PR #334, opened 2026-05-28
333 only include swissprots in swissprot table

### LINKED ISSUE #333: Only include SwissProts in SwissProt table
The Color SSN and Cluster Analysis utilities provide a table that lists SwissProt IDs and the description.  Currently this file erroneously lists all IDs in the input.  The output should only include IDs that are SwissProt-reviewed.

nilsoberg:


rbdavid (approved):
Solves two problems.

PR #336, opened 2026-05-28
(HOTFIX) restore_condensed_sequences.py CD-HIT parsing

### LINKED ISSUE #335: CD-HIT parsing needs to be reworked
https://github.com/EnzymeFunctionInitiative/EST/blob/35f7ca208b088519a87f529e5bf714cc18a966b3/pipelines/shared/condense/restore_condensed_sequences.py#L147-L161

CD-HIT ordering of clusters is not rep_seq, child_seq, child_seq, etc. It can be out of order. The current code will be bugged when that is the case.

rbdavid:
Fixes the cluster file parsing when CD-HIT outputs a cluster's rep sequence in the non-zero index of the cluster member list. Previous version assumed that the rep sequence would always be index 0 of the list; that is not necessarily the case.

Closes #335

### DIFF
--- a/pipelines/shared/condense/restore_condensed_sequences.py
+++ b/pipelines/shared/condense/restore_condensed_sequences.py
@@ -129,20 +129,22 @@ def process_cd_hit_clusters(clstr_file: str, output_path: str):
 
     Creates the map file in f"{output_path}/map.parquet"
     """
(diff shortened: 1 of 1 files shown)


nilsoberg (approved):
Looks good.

************

__Your task__: Return every entry above with nothing altered.

__Task response__:
PR #334, opened 2026-05-28
333 only include swissprots in swissprot table

### LINKED ISSUE #333: Only include SwissProts in SwissProt table
The Color SSN and Cluster Analysis utilities provide a table that lists SwissProt IDs and the description.  Currently this file erroneously lists all IDs in the input.  The output should only include IDs that are SwissProt-reviewed.

nilsoberg:


rbdavid (approved):
Solves two problems.

PR #336, opened 2026-05-28
(HOTFIX) restore_condensed_sequences.py CD-HIT parsing

### LINKED ISSUE #335: CD-HIT parsing needs to be reworked
https://github.com/EnzymeFunctionInitiative/EST/blob/35f7ca208b088519a87f529e5bf714cc18a966b3/pipelines/shared/condense/restore_condensed_sequences.py#L147-L161

CD-HIT ordering of clusters is not rep_seq, child_seq, child_seq, etc. It can be out of order. The current code will be bugged when that is the case.

rbdavid:
Fixes the cluster file parsing when CD-HIT outputs a cluster's rep sequence in the non-zero index of the cluster member list. Previous version assumed that the rep sequence would always be index 0 of the list; that is not necessarily the case.

Closes #335

### DIFF
--- a/pipelines/shared/condense/restore_condensed_sequences.py
+++ b/pipelines/shared/condense/restore_condensed_sequences.py
@@ -129,20 +129,22 @@ def process_cd_hit_clusters(clstr_file: str, output_path: str):
 
     Creates the map file in f"{output_path}/map.parquet"
     """
(diff shortened: 1 of 1 files shown)


nilsoberg (approved):
Looks good.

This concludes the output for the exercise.